Stored data entries:
PR #5235, opened 2016-09-11
Remove _units from Store model as its no longer used

phlax:
afaict this is no longer used anywhere, and certainly isnt triggered by any tests.

I wanted to check tho, before removing

### DIFF
--- a/pootle/apps/pootle_store/models.py
+++ b/pootle/apps/pootle_store/models.py
@@ -1191,9 +1191,6 @@ class Store(models.Model, CachedTreeItem, base.TranslationStore):
 
     @property
     def units(self):
-        if hasattr(self, '_units'):
-            return self._units
-
         return self.unit_set.filter(state__gt=OBSOLETE).order_by('index')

Work task -> All of the data needs to be printed once more, exactly.

Reply to the task ->
PR #5235, opened 2016-09-11
Remove _units from Store model as its no longer used

phlax:
afaict this is no longer used anywhere, and certainly isnt triggered by any tests.

I wanted to check tho, before removing

### DIFF
--- a/pootle/apps/pootle_store/models.py
+++ b/pootle/apps/pootle_store/models.py
@@ -1191,9 +1191,6 @@ class Store(models.Model, CachedTreeItem, base.TranslationStore):
 
     @property
     def units(self):
-        if hasattr(self, '_units'):
-            return self._units
-
         return self.unit_set.filter(state__gt=OBSOLETE).order_by('index')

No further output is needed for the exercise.